━━━━━ Dataset records ━━━━━

PR #3300, opened 2019-11-22
WIP Prototype of running a flow with no project dependency

rjrudin:
This is a WIP, looking for feedback on this approach of making a new implementation of HubConfig to avoid HubConfigImpl's hard dependency on a HubProject. 

SimpleHubConfig is a new impl of HubConfig that does not have a hard dependency on a HubProject. It extends the new AbstractHubConfig class, to which I moved as much of HubConfigImpl as possible for reuse purposes. 

Modified a few clients of HubConfig that were casting to HubConfigImpl to call getMlUsername and getMlPassword - those are now part of the HubConfig interface so that those casts aren't needed. 

Added a new method to FlowRunnerImpl so that a Flow is retrieved from ML instead of the filesystem. 

Added StepDefinitionProvider so that StepRunnerFactory can get a StepDefinition from ML instead of from the filesystem. 

RunStepTest isn't yet a real test, it's just a sample program to show the new stuff in action

### DIFF
--- a/marklogic-data-hub/src/main/java/com/marklogic/hub/collector/impl/CollectorImpl.java
+++ b/marklogic-data-hub/src/main/java/com/marklogic/hub/collector/impl/CollectorImpl.java
@@ -23,8 +23,6 @@ import com.marklogic.client.MarkLogicIOException;
 import com.marklogic.hub.HubConfig;
 import com.marklogic.hub.collector.DiskQueue;
 import com.marklogic.hub.collector.Collector;
-import com.marklogic.hub.flow.Flow;
-import com.marklogic.hub.impl.HubConfigImpl;
 import com.marklogic.rest.util.MgmtResponseErrorHandler;
 import org.apache.http.auth.AuthScope;
 import org.apache.http.auth.UsernamePasswordCredentials;
@@ -32,8 +30,6 @@ import org.apache.http.client.HttpClient;
 import org.apache.http.conn.ssl.X509HostnameVerifier;
 import org.apache.http.impl.client.BasicCredentialsProvider;
 import org.apache.http.impl.client.HttpClientBuilder;
-import org.slf4j.Logger;
-import org.slf4j.LoggerFactory;
 import org.springframework.http.HttpMethod;
 import org.springframework.http.MediaType;
 import org.springframework.http.client.HttpComponentsClientHttpRequestFactory;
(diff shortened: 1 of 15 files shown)


marklogic-data-hub/src/main/java/com/marklogic/hub/collector/impl/CollectorImpl.java
```diff
@@ -59,18 +55,16 @@
 import java.util.*;
 
 public class CollectorImpl implements Collector {
-    private DatabaseClient client = null;
-    private HubConfig hubConfig = null;
 
+    private DatabaseClient client;
+    private HubConfig hubConfig;
 
-    private Flow flow = null;
```
rjrudin: This actually wasn't being used at all, so removed it.

marklogic-data-hub/src/main/java/com/marklogic/hub/flow/impl/FlowRunnerImpl.java
```diff
@@ -93,21 +102,28 @@ public RunFlowResponse runFlow(String flowName, List<String> stepNums,  String j
...
 
     public RunFlowResponse runFlow(String flowName, List<String> stepNums, String jobId, Map<String, Object> options, Map<String, Object> stepConfig) {
+        Flow flow = flowManager.getFlow(flowName);
+        if (flow == null) {
+            throw new RuntimeException("Flow " + flowName + " not found");
+        }
+        return runFlow(flow, stepNums, jobId, options, stepConfig);
+    }
+
+    public RunFlowResponse runFlowDefinedInMarkLogic(String flowName, List<String> stepNums, String jobId, Map<String, Object> options, Map<String, Object> stepConfig) {
```
rjrudin: This will eventually have a better name.

marklogic-data-hub/src/main/java/com/marklogic/hub/step/MarkLogicStepDefinitionProvider.java
```diff
@@ -0,0 +1,24 @@
...
+
+    private DatabaseClient databaseClient;
+
+    public MarkLogicStepDefinitionProvider(DatabaseClient databaseClient) {
+        this.databaseClient = databaseClient;
+    }
+
+    @Override
+    public StepDefinition getStepDefinition(String name, StepDefinition.StepDefinitionType type) {
+        // TODO Support custom step definitions
```
rjrudin: This won't work yet for custom step definitions, but this is just a prototype. The real impl will support them.

PR #3304, opened 2019-11-22
DHFPROD-3620: refactor method signature and names for dateparse and d…

aebadirad:
…atetimeparse functions in core mapping functions


aebadirad:
Srinath bailed me out, this should fix it all :)

PR #3305, opened 2019-11-22
DHFPROD-3620: refactor method signature and names for dateparse and d…

aebadirad:
…atetimeparse functions in core mapping functions


marklogic-data-hub/src/test/java/com/marklogic/hub/deploy/commands/GenerateFunctionMetadataCommandTest.java
```diff
@@ -50,8 +50,8 @@ public void setupEach() throws IOException {
         DocumentWriteSet writeSet = modMgr.newWriteSet();
         StringHandle handle = new StringHandle("'use strict';\n" +
             "\n" +
-            "function testModule(picture, value) {\n" +
-            "  return xdmp.parseDateTime(picture, value);\n" +
+            "function testModule(value, pattern) {\n" +
+            "  return xdmp.parseDateTime(value, pattern);\n" +
```
srinathgit: This is a xdmp function, so I think , it has to be changed to xdmp.parseDateTime(pattern, value)

PR #3319, opened 2019-11-25
DHFPROD-3499: Stubbing out mapping-functions directory

rjrudin:


marklogic-data-hub/src/main/java/com/marklogic/hub/impl/HubProjectImpl.java
```diff
@@ -870,22 +877,6 @@ private void deleteObsoleteServerFilesFromHubInternalConfig() {
         }
     }
 
-    private void deleteObsoleteDirsFromHubInternalConfig() {
```
rjrudin: Unused function

PR #3324, opened 2019-11-25
DHFPROD-3103: xml mapping project

bsrikan:
This PR includes updates to existing json-mapping-project with scenarios for xml as output format as described in DHFPROD-3103


examples/json-mapping-example/README.md
```diff
@@ -87,3 +89,19 @@ occur multiple times under "*:/person/*:names".
 1. As shown in the "prefix" mapping, XML attributes can be referenced via the "@" symbol. 
 
 Otherwise, all of the features used in the jsonToJsonFlow can be used in this mapping as well. 
+
+### Mapping features in the jsonToXml flow
+
+From the "Flows" view in QuickStart, open the jsonToXml flow and select the mapping step. QuickStart will display the
+JSON document in staging in the "Source Data" panel and the mapping in the "Entity" panel. The mapping displays all of
+the properties of the Person entity along with its nested Name and Address entities. Each row in the mapping is similar to the jsonToJson flows
```
rjrudin: This sentence should end with "jsonToJson flow." as opposed to "flows" with no period.

examples/json-mapping-example/README.md
```diff
@@ -87,3 +89,19 @@ occur multiple times under "*:/person/*:names".
...
+
+### Mapping features in the xmlToXml flow
+
+From the "Flows" view in QuickStart, open the xmlToXml flow and select the mapping step. QuickStart will display the XML
+document in staging in the "Source Data" panel and the mapping in the "Entity" panel.
+The xmlToXml mapping is intended to highlight usage of namespace and namespace prefix in the mapping
```
rjrudin: Need a period at the end of this sentence.

examples/json-mapping-example/README.md
```diff
@@ -87,3 +89,19 @@ occur multiple times under "*:/person/*:names".
...
+
+1. The properties in the expression have the namespace defined for "person" element. The mapping also shows usage of namespace prefix. The source document has namespace prefix and the same is reflected in the source table and element selector.
+1. The "state" property demonstrates usage of the "if then else" expression.
+1. The "email" property is an array of string and can hold multiple values. Click on the "Test" button to verify multiple values returned with an ellipsis showing how many more such elements were extracted
```
rjrudin: A few tweaks:

- In the first statement, should be 'defined for the "person" element." And then "usage of a namespace prefix". And "source document has a namespace prefix".
- In the second statement, "usage of an" instead of "usage of the". 
- In the third statement, "array of strings" instead of "string". And then "verify multiple values are returned". And then need a period at the end.

bsrikan: @rjrudin 
Too many 'the' in the first statement, so I decided against. Changed it like so:
The properties in the expression have namespace defined for the "person" element.
In the second statement I used "the" because "if then else" was a definite item

Agree with other changes. Pls let me know if you still prefer 
the "if then else" expression OR
an "if then else" expression

rjrudin: Sounds good for the first item. I think "an" is right for the second item.

examples/mapping-example/README.md
```diff
@@ -21,15 +21,17 @@ Next, start up QuickStart and browse to this project folder and login to QuickSt
...
 1. The xmlToJson flow ingests and maps a single XML document to a JSON entity instance
+1. The xmlToXml flow ingests and maps a single XML document to an XML entity instance
 
-The jsonToJson flow demonstrates a wide array of mapping features, while the xmlToJson flow is more focused on a few 
-features specific to XML.
+The jsonToJson and jsonToXml flows demonstrate a wide array of mapping features, while the xmlToJson and xmlToXml flows are more focused on a few
+features specific to XML like attributes and namespaces.
 
-Both flows can be run from the "Flows" page in QuickStart. Each will ingest one document into the staging database and then
+All the flows can be run from the "Flows" page in QuickStart. Each will ingest one document into the staging database and then
```
rjrudin: Can you add one note here, which I should have added originally? Where it says "Each of the mapping expressions is then described below. ", add - "Please run each of the flows first to ensure that the mapping step in each flow can be tested."

rjrudin: Can you add one note here, which I should have added originally? Where it says "Each of the mapping expressions is then described below. ", add - "Please run each of the flows first to ensure that the mapping step in each flow can be tested."

PR #3329, opened 2019-11-27
DHFPROD-3584: test for custom ingestion/mapping/mastering

bsrikan:
…pping/mastering

Updated build.gradle with a junit jupiter version that supports TestMethodOrderer api.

━━━━━

Instructions for the task:
Going through the data above, return each line with the word "more".

Answer space:
+1. The "email" property is an array of string and can hold multiple values. Click on the "Test" button to verify multiple values returned with an ellipsis showing how many more such elements were extracted
-The jsonToJson flow demonstrates a wide array of mapping features, while the xmlToJson flow is more focused on a few 
+The jsonToJson and jsonToXml flows demonstrate a wide array of mapping features, while the xmlToJson and xmlToXml flows are more focused on a few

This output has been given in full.